Requiring Refinement and Control of Complexity and Cost
Affordability and accessibility are critical factors for commercial success of next-gen therapies; however, greater industry collaboration is needed to reduce inefficiencies in the development of advanced technologies.
Next-generation therapies are offering new hope to patients with unmet clinical need around the world; however, approaching the development and manufacture of these complex, novel modalities can be fraught with obstacles. To learn more about the challenges of developing and manufacturing next-gen therapies, how advanced technologies can help to overcome these hurdles, and the importance of flexibility and collaboration, The Pharma Navigator chatted with Jon Ellis, CEO Trenchant BioSystems.
Two Main Challenges Remain
TPN: Could you give an overview of the specific challenges pertaining to the development and manufacture of next-generation therapies?
Ellis: Within the industry, two main challenges remain: manufacturing complexity and cost. Next-generation therapies will not be commercially viable unless they can be made more affordable and accessible.
As a greater understanding of product characteristics that drive clinical efficacy develops, there will be a need to further refine and control them in both autologous and allogeneic settings. A lack of integration of quality control assays with manufacturing often prevents capture of real-time data, inhibiting data-based manufacturing decisions.
Optimizing Processes
TPN: How can advanced technologies help to overcome these development and manufacturing challenges?
Ellis: New technologies that can further refine cell populations to a more defined phenotype will help control variability for autologous products and enable greater characterization of allogeneic products, ideally though sequential, or multi-parametric selection at clinical scale.
Automation of manufacturing is essential to reduce both cost and complexity through simplification of training and a reduction in operator interactions. This enables greater output in a centralized manufacturing model and makes decentralized manufacturing feasible.
Integration of analytics with manufacturing platforms will enable optimized manufacturing processes through usage of real-time data and capture within the batch record.
New Tools Are Needed
TPN: Are there any potential areas where advanced technologies are not yet suitable for use or where further development is needed?
Ellis: Most recently, new manufacturing platform technologies have been bioreactors with few new platforms across the rest of the unit operations. Cell selection, gene modification, and formulation and fill operations need new tools to ensure consistent performance and a reduction in COGs [cost of goods]:
· New cell selection tools should be capable of improved recovery and purity performance and sequential selections.
· New platform technologies to enable non-viral delivery of cargo should be capable of high efficiency and without cell toxicity.

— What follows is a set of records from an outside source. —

PR #399, opened 2023-03-10
Add GroupControllerServer interface for VolumeGroupSnapshot API

nixpanic:
**What type of PR is this?**
>
> /kind api-change
> /kind bug
> /kind cleanup
> /kind design
> /kind documentation
> /kind failing-test

/kind feature

> /kind flake

VolumeGroupSnapshots have been added to the CSI Spec with version 1.8.0. This PR implements the new API.

Fixes #

The Kubernetes CSI external-snapshotter does not have the full functionality at this time. The implementation of the VolumeGroupSnapshot functions is largely untested at the moment.

```release-note
Together with the Kubernetes CSI external-snapshotter, the csi-driver-host-path provides ALPHA support for the VolumeGroupSnapshot functionality.
```


pkg/hostpath/controllerserver.go
```diff
@@ -763,6 +756,236 @@ func (hp *hostPath) ControllerExpandVolume(ctx context.Context, req *csi.Control
...
+	}
+	// Check arguments
+	if len(req.GetSourceVolumeIds()) == 0 {
+		return nil, status.Error(codes.InvalidArgument, "SourceVolumeIds missing in request")
+	}
+
+	// Lock before acting on global state. A production-quality
+	// driver might use more fine-grained locking.
+	hp.mutex.Lock()
+	defer hp.mutex.Unlock()
```
xing-yang, line 788: I see that mutex is used for every operation, i.e., create snapshot, delete snapshot.  This could cause race condition?

pkg/hostpath/controllerserver.go
```diff
@@ -763,6 +756,236 @@ func (hp *hostPath) ControllerExpandVolume(ctx context.Context, req *csi.Control
...
+	if len(req.GetGroupSnapshotId()) == 0 {
+		return nil, status.Error(codes.InvalidArgument, "GroupSnapshot ID missing in request")
+	}
+
+	groupSnapshotID := req.GetGroupSnapshotId()
+
+	// Lock before acting on global state. A production-quality
+	// driver might use more fine-grained locking.
+	hp.mutex.Lock()
+	defer hp.mutex.Unlock()
```
xing-yang, line 910: Similar question about the mutex.

pkg/state/state.go
```diff
@@ -113,11 +122,31 @@ type State interface {
 	// snapshot ID. It is not an error when such a snapshot
 	// does not exist.
 	DeleteSnapshot(snapshotID string) error
+
+	// GetGroupSnapshotByID retrieves a snapshot by its unique ID or
```
xing-yang, line 126: snapshot -> group snapshot

pkg/state/state.go
```diff
@@ -113,11 +122,31 @@ type State interface {
...
+	// returns an error including that ID when not found.
+	GetGroupSnapshotByID(vgsID string) (GroupSnapshot, error)
+
+	// GetGroupSnapshotByName retrieves a snapshot by its name or
```
xing-yang, line 130: snapshot -> group snapshot

pkg/state/state.go
```diff
@@ -113,11 +122,31 @@ type State interface {
...
+	// returns an error including that name when not found.
+	GetGroupSnapshotByName(volName string) (GroupSnapshot, error)
+
+	// GetGroupSnapshots returns all currently existing snapshots.
```
xing-yang, line 134: snapshots -> group snapshots

pkg/state/state.go
```diff
@@ -113,11 +122,31 @@ type State interface {
...
+	GetGroupSnapshots() []GroupSnapshot
+
+	// UpdateGroupSnapshot updates the existing hostpath snapshot,
```
xing-yang, line 137: snapshot -> group snapshot

pkg/state/state.go
```diff
@@ -113,11 +122,31 @@ type State interface {
...
+	// identified by its snapshot ID, or adds it if it does not exist yet.
```
xing-yang, line 138: snapshot -> group snapshot

pkg/state/state.go
```diff
@@ -113,11 +122,31 @@ type State interface {
...
+	UpdateGroupSnapshot(snapshot GroupSnapshot) error
+
+	// DeleteGroupSnapshot deletes the snapshot with the given
```
xing-yang, line 141: snapshot -> group snapshot

pkg/state/state.go
```diff
@@ -113,11 +122,31 @@ type State interface {
...
+	// snapshot ID. It is not an error when such a snapshot does not exist.
```
xing-yang, line 142: snapshot -> group snapshot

The ability to achieve both high efficiencies, without an impact on cell viability, and achieve scalable performance has been a challenge for many existing tools.
· Fill/finish platforms should be capable of filling bags and vials with variable volumes, control cell concentration and volume, fill within an acceptable timeline to minimize cryoprotectant toxicity, and all operate as a closed system.
Accommodating Variability
TPN: Why is flexibility particularly important for the increasingly complex development pipelines? How can advanced technologies help with this aspect?

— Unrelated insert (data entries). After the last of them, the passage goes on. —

PR #405, opened 2023-04-12
Update dependency go modules for k8s v1.27.0

sunnylovestiramisu:
Ran kubernetes-csi/csi-release-tools go-get-kubernetes.sh -p 1.27.0


go.mod
```diff
@@ -41,60 +41,60 @@ require (
...
 )
 
-replace k8s.io/api => k8s.io/api v0.27.0-rc.0
+replace k8s.io/api => k8s.io/api v0.27.0
 
-replace k8s.io/apiextensions-apiserver => k8s.io/apiextensions-apiserver v0.27.0-rc.0
+replace k8s.io/apiextensions-apiserver => k8s.io/apiextensions-apiserver v0.27.0
 
-replace k8s.io/apimachinery => k8s.io/apimachinery v0.27.0-rc.0
+replace k8s.io/apimachinery => k8s.io/apimachinery v0.28.0-alpha.0
```
xing-yang, line 52: This one goes to 0.28?

xing-yang: Does the script always go to the latest release, even if it is alpha?

sunnylovestiramisu: Seems like it, it is the script we have always been using.

PR #430, opened 2023-06-26
chore: use copy(to, from) instead of a loop

testwill:
**What type of PR is this?**
> /kind cleanup

should use copy(to, from) instead of a loop

Fixes #

```release-note
NONE
```


pohly (commented):
/ok-to-test

PR #9616, opened 2023-06-20
Data-ajax: fixing plugins not initializing

Garneauma:
Fixing plugins not being initialized after being loaded with data-ajax in some cases.


duboisp (approved):
tested locally and work as expected.

PR #9618, opened 2023-06-22
Tagilfter: adding reinitialization on content updated

Garneauma:
Adding feature to reinitialize Tagfilter plugin when content on the page has been added through data-json.

Also removing warning messages as it might happen that the items or filters are added through data-json.


duboisp:
We will need a working example to test it.

duboisp:
Pre-approved upon successful review and local testing

duboisp (approved):
Reviewed and tested locally, work as expected.

Issue #8045, opened 2017-06-06
Session Timeout timer being throttled in the background of certain browsers.


CalvinRodo:
One of the implementers of the GoC Web Templates has reported an issue with the session timeout plugin that seems to be related to this: https://blog.chromium.org/2017/03/reducing-power-consumption-for.html

They are finding that the JS Timer is either stopping or slowing down when the tab is in the background. 

I ran a quick test on my cellphone and the session timeout plugin page and it looks like there are two issues here, number one is the modal dialog popup doesn't trigger until the user returns to the page. 

Then the time on that modal dialogue runs at about half the speed (in my test).
 
This could result in a user leaving a page for significant amount of time and then someone getting on the device at a later date  and accessing the first users data. 

Based on the blog post linked above this will be an issue with any Chrome Browser, this could be an issue with GoC Services as the kiosks in Service Canada Centre's use Chromium. 

If possible we might want to base this on the users local time as opposed to a timer to determine the time. 

The issue on GC/Code can be found here: 
http://gitlab.ssc.etg.gc.ca/GOCWebTemplates/DotNetTemplates/issues/76 (Available only on GCIntranet)

PR #9620, opened 2023-07-04
Session-Timeout: Use current time to check if session is expired

radmorecameron:
_(Pick the language of your choice to fill out the following information. / Choisissez la langue de votre choix pour remplir l'information ci-dessous.)_

This PR uses the current date and time to check if a session is expired as timeout and intervals can be throttled when in the background.

- [x] Build and test PR's code /// Rouler le script de compilation et tester le code de la PR

#8045

### DIFF
--- a/src/plugins/session-timeout/session-timeout.js
+++ b/src/plugins/session-timeout/session-timeout.js
@@ -109,19 +109,15 @@ var $modal, $modalLink, countdownInterval, i18n, i18nText,
 	 * @param {Object} settings Key-value object
 	 */
 	initEventTimeout = function( $elm, eventName, time, settings ) {
-		var startTime = getCurrentTime(),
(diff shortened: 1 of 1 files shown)


duboisp:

Ellis: Cell therapy clinical approaches vary in terms of starting material, therapeutic cell type, dosing regimen, and gene modification methodology. Advanced technologies must have adequate flexibility to accommodate such variability and ensure scalable performance from pre-clinical development through to commercial manufacturing. Being able to leverage one platform technology or process for an entire clinical pipeline will reduce the cost and timeline of development.

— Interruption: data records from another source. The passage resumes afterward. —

PR #9623, opened 2023-07-06
Content - Overlay - Fix typo in a11y-1 JSON report

duboisp:
Fix a typo in the report that prevent the attached image to be displayed now that we do have the conditional template feature available.


GormFrank (approved):
Approved assuming build passes.

PR #9624, opened 2023-07-07
Tagfilter: Fixing issues with paginate and no result with data-json

Garneauma:
Issue: when having tagfilter and pagination on the same element, the pagination is not updated when items are filtered.
Solution: changing the event name to the standard name `"wb-contentupdated"` and adding data to the tagfilter event trigger only, to be able to differentiate it from other plugins.

Issue: when loading tagfilter items through `data-json`, the no result message is briefly visible on page load.
Solution: added CSS to hide the no result message when no tagged items are defined in the `.wb-tagfilter-items` element


duboisp:
Pre-approved upon successful local testing and after a test example is added. 

I suggest to add that edge case example in a separate web page.

duboisp (approved):
Reviewed and tested locally, everything work as expected.

Thanks @Garneauma for adding the edge case working example.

Collaboration Can Streamline Progress
TPN: How are CDMOs utilizing advanced technologies to drive forward innovation in next-gen therapies in your opinion? Does more need to be done?
Ellis: CDMOs are looking to differentiate from one another due to current over-capacity in the industry and are well placed to assess new technologies due to their experience across a range of manufacturing processes and technologies. Development of new technologies could be streamlined by collaboration between technology companies and CDMOs to ensure new platforms meet technical and functional requirements. Collaboration across the industry to share knowledge and non-proprietary data would reduce inefficiency.